== Data extracts ==

PR #1120, opened 2025-05-20
Add a kind to Issue.record to record various kinds a of issues

suzannaratcliff:
Add a kind to Issue.record to record various kinds a of issues

### Motivation:

I would like to be able to specify what kind of issue I am recording when I record an issue.

### Modifications:

Add an optional parameter to `Issue.record` that takes in an issue `Kind`.

### Checklist:

### DIFF
--- a/Sources/Testing/Issues/Issue+Recording.swift
+++ b/Sources/Testing/Issues/Issue+Recording.swift
@@ -76,7 +76,6 @@ extension Issue {
   ///   - severity: The severity of the issue.
   ///   - sourceLocation: The source location to which the issue should be
   ///     attributed.
-  ///   - kind: The kind of the issue.
   ///
   /// - Returns: The issue that was recorded.
   ///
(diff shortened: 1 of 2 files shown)


Sources/Testing/Issues/Issue+Recording.swift
```diff
@@ -86,10 +87,11 @@ extension Issue {
   @discardableResult public static func record(
     _ comment: Comment? = nil,
     severity: Severity,
-    sourceLocation: SourceLocation = #_sourceLocation
+    sourceLocation: SourceLocation = #_sourceLocation,
+    kind: Kind = .unconditional
```
stmontgomery, line 91: I recall this is the overload of `record()` you added previously, and its primary difference from the existing, public API is that it includes a `severity:` parameter. This one is currently `@_spi(Experimental)`, and I think that SPI level makes sense given your active [pitch](https://forums.swift.org/t/pitch-test-issue-warnings/79285) which seeks to elevate this overload to non-SPI and replace the older one entirely. If that proposal advances and is accepted, I think we will want to expose this `record()` method as it's currently written and proposed, _without_ including a `kind:` parameter in its signature.

Given those plans, I think it may make more sense in this PR to expose an entirely new overload of the `record()` function which includes the `kind:` parameter, and leave the existing overload alone. And that overload can have **two** SPI groups—`@_spi(Experimental)` and `@_spi(ForToolsIntegrationOnly)`—to reflect that it's intended for use by integrated tools.

I would also suggest placing `kind:` as the first parameter in that new overload, and giving its comment parameter a label (instead of `_ comment: Comment?`).

stmontgomery:
@swift-ci please test

Sources/Testing/Issues/Issue+Recording.swift
```diff
@@ -92,6 +92,34 @@ extension Issue {
...
+  ///
+  /// - Returns: The issue that was recorded.
+  ///
+  /// Use this function if, while running a test, an issue occurs that cannot be
+  /// represented as an expectation (using the ``expect(_:_:sourceLocation:)``
+  /// or ``require(_:_:sourceLocation:)-5l63q`` macros.)
+  @_spi(Experimental)
+  @_spi(ForToolsIntegrationOnly)
+  @discardableResult public static func record(
+    kind: Kind = .unconditional,
```
stmontgomery, line 113: Ok now that this is a distinct overload, I think you'll need to make `kind:` _not_ have a default value at all, because all parameters have a default value now and `Issue.record()` (zero args) may be ambiguous with the public API
```suggestion
    kind: Kind,
```

Sources/Testing/Issues/Issue+Recording.swift
```diff
@@ -92,6 +92,34 @@ extension Issue {
...
   }
+  
+  /// Record an issue when a running test fails unexpectedly.
+  ///
+  /// - Parameters:
+  ///   - comment: A comment describing the expectation.
+  ///   - severity: The severity of the issue.
+  ///   - sourceLocation: The source location to which the issue should be
+  ///     attributed.
+  ///   - kind: The kind of the issue.
```
stmontgomery, line 103: `kind` can move up to the top, now

Sources/Testing/Issues/Issue+Recording.swift
```diff
@@ -92,6 +92,34 @@ extension Issue {
     let issue = Issue(kind: .unconditional, severity: severity, comments: Array(comment), sourceContext: sourceContext)
     return issue.record()
   }
+  
+  /// Record an issue when a running test fails unexpectedly.
```
stmontgomery, line 96:
```suggestion
  /// Record an issue with a specific kind.
```

Sources/Testing/Issues/Issue+Recording.swift
grynspan: It should never be possible to create an issue with an arbitrary `kind` field via API or non-experimental SPI, so we need to nix that argument for any public interfaces.

Sources/Testing/Issues/Issue+Recording.swift
grynspan: It should be deleted.

grynspan (changes requested):
It is intentional that we don't provide API or SPI to create an `Issue` with an arbitrary `kind` field.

===

## [Work task]
Write down how many lines of the data above carry the word "expose". Nothing else belongs in the answer.

## [Result of the exercise]
2